Dataset entries
PR #4269, opened 2024-08-14
copy-tracking: add support for `diff --git`

fowles:
# Checklist

If applicable:

### DIFF
--- a/cli/src/diff_util.rs
+++ b/cli/src/diff_util.rs
@@ -308,9 +308,15 @@ impl<'a> DiffRenderer<'a> {
                     show_names(formatter, tree_diff, path_converter)?;
                 }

EXERCISE OBJECTIVE: The expected output is the lines from the one holding "--- a/cli/src/diff_util.rs" through the last line of the data, exactly as they appear, with nothing before or after.

SOLUTION TO THIS PROBLEM:
--- a/cli/src/diff_util.rs
+++ b/cli/src/diff_util.rs
@@ -308,9 +308,15 @@ impl<'a> DiffRenderer<'a> {
                     show_names(formatter, tree_diff, path_converter)?;
                 }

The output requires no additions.